*What the task requires*. Quote, word for word, every line starting at the line that contains "danlaine, line 242: Nit: the" and ending with the last line of the records; include both of these lines and no others.

Extracted records
<<<<

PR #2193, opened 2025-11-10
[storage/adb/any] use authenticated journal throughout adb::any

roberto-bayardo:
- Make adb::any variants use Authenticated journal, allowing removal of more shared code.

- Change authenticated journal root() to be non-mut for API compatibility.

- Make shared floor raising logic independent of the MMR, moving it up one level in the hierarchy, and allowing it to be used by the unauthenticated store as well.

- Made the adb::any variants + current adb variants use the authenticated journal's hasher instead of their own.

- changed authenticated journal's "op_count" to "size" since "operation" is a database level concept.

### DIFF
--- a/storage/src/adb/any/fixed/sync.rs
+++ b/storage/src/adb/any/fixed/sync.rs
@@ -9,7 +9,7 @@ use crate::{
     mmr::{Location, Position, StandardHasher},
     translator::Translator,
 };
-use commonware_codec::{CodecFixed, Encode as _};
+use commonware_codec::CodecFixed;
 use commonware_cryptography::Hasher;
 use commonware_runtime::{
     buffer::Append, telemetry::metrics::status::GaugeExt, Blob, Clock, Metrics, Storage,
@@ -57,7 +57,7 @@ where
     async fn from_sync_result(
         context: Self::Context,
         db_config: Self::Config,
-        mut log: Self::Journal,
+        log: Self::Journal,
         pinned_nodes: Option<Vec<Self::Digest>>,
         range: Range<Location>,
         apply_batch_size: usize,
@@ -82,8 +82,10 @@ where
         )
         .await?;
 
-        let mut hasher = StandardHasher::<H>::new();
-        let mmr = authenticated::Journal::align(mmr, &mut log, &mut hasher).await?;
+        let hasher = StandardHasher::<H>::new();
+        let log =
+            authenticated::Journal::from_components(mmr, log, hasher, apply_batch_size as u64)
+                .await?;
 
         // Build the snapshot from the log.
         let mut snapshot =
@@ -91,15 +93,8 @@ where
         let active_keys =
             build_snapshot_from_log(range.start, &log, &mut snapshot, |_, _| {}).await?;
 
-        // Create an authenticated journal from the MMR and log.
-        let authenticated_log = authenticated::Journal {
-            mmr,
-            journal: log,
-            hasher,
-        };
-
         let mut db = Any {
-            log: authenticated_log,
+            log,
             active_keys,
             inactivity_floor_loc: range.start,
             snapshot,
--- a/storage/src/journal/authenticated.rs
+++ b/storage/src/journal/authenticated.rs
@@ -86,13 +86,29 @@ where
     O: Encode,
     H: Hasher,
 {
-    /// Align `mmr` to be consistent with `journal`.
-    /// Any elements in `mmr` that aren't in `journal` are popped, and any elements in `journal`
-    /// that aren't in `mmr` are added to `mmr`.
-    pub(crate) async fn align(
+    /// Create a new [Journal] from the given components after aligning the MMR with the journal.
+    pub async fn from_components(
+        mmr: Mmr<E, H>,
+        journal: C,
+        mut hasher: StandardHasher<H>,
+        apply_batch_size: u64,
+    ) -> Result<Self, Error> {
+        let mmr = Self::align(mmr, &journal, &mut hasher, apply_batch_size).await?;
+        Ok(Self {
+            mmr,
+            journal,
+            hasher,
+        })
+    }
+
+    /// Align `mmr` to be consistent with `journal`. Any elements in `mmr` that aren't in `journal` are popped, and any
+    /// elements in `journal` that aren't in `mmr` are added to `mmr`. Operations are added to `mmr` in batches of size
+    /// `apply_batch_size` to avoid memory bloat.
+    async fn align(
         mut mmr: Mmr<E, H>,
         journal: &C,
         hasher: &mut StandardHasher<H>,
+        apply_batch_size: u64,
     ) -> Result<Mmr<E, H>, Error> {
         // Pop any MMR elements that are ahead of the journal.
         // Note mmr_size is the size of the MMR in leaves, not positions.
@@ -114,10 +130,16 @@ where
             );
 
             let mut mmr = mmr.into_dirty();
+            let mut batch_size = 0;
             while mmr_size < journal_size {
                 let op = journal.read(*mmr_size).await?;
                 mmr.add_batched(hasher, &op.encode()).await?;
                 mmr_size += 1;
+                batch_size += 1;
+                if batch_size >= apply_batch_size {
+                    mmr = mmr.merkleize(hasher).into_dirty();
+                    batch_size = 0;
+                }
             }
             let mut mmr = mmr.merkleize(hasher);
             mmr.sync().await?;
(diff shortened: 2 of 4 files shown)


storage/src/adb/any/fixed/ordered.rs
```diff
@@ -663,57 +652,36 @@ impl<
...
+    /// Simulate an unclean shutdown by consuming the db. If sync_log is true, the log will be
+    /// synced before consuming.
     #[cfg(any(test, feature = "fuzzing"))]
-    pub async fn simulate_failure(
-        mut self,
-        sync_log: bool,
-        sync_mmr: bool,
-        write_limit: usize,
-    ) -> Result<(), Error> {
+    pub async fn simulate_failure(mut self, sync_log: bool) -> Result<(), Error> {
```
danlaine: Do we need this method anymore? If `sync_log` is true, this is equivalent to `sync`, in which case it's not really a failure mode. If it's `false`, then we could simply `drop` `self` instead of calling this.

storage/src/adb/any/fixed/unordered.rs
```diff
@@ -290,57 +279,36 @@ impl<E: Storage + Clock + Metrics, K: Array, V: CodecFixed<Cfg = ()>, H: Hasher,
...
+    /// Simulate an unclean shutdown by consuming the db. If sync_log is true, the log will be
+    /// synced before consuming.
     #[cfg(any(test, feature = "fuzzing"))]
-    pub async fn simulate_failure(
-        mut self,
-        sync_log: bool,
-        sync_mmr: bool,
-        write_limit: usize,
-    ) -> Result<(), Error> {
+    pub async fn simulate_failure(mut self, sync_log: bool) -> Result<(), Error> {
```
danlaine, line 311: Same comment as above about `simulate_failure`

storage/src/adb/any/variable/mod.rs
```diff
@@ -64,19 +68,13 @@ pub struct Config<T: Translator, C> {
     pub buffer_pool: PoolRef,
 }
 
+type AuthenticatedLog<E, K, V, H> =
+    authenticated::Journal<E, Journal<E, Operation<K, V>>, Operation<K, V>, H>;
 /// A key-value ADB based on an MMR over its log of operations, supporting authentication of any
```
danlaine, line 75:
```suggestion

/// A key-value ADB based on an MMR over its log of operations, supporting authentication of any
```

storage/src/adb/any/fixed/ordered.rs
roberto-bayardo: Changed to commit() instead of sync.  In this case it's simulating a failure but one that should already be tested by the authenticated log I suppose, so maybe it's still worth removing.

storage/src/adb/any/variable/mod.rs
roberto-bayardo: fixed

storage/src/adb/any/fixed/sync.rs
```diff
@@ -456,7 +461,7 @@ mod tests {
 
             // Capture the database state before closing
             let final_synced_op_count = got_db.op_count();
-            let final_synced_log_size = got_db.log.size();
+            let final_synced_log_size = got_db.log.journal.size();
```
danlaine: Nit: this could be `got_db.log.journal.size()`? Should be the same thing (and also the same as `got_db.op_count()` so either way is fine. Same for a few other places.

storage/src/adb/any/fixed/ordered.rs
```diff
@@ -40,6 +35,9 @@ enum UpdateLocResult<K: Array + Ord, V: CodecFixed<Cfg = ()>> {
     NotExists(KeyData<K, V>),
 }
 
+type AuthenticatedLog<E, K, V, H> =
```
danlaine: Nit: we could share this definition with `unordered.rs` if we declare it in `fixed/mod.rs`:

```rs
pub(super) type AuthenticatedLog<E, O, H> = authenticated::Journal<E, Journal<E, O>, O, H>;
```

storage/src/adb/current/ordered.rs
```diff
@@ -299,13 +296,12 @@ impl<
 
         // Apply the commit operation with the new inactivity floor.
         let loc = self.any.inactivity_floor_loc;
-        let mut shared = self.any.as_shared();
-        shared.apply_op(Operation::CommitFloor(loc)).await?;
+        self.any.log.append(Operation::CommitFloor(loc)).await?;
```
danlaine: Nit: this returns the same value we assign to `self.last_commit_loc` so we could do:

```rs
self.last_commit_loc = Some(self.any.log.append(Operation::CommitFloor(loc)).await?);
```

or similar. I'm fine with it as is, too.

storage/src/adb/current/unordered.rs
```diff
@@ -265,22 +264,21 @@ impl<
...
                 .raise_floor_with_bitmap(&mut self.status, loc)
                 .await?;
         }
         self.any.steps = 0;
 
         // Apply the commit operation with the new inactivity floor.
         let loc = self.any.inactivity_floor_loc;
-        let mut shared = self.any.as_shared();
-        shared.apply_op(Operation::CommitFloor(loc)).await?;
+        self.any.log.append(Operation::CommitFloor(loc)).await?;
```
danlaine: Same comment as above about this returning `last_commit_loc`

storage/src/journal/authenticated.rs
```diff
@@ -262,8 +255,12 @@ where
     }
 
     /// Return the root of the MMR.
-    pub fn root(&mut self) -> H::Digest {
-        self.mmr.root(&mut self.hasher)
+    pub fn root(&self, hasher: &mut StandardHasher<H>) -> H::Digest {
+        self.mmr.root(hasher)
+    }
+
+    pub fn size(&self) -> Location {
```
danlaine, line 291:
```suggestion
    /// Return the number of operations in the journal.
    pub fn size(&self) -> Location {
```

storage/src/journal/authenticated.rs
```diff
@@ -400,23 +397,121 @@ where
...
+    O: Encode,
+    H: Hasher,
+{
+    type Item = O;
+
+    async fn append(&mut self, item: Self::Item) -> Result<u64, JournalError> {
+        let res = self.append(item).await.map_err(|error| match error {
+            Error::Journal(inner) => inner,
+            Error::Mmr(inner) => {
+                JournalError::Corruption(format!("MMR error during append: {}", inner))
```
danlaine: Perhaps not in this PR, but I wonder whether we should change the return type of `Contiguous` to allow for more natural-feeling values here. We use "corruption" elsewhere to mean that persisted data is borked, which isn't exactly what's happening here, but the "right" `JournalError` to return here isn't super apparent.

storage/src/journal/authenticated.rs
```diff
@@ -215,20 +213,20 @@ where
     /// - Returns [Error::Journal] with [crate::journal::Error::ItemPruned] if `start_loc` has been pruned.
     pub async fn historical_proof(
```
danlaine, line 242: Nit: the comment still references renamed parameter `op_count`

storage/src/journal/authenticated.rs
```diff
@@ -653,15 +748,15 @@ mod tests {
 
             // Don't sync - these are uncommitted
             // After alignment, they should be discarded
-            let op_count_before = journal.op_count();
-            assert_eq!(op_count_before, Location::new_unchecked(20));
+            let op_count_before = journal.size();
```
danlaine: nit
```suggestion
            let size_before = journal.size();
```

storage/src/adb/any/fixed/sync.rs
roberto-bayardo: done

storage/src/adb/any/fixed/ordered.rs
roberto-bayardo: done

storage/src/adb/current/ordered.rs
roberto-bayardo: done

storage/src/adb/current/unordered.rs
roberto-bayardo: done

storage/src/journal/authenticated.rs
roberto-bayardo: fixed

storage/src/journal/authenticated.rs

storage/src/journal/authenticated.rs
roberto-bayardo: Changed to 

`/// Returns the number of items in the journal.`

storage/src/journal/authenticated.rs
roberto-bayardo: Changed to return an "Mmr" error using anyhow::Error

>>>>

*Solution to this problem*.
danlaine, line 242: Nit: the comment still references renamed parameter `op_count`

storage/src/journal/authenticated.rs
```diff
@@ -653,15 +748,15 @@ mod tests {
 
             // Don't sync - these are uncommitted
             // After alignment, they should be discarded
-            let op_count_before = journal.op_count();
-            assert_eq!(op_count_before, Location::new_unchecked(20));
+            let op_count_before = journal.size();
```
danlaine: nit
```suggestion
            let size_before = journal.size();
```

storage/src/adb/any/fixed/sync.rs
roberto-bayardo: done

storage/src/adb/any/fixed/ordered.rs
roberto-bayardo: done

storage/src/adb/current/ordered.rs
roberto-bayardo: done

storage/src/adb/current/unordered.rs
roberto-bayardo: done

storage/src/journal/authenticated.rs
roberto-bayardo: fixed

storage/src/journal/authenticated.rs

storage/src/journal/authenticated.rs
roberto-bayardo: Changed to 

`/// Returns the number of items in the journal.`

storage/src/journal/authenticated.rs
roberto-bayardo: Changed to return an "Mmr" error using anyhow::Error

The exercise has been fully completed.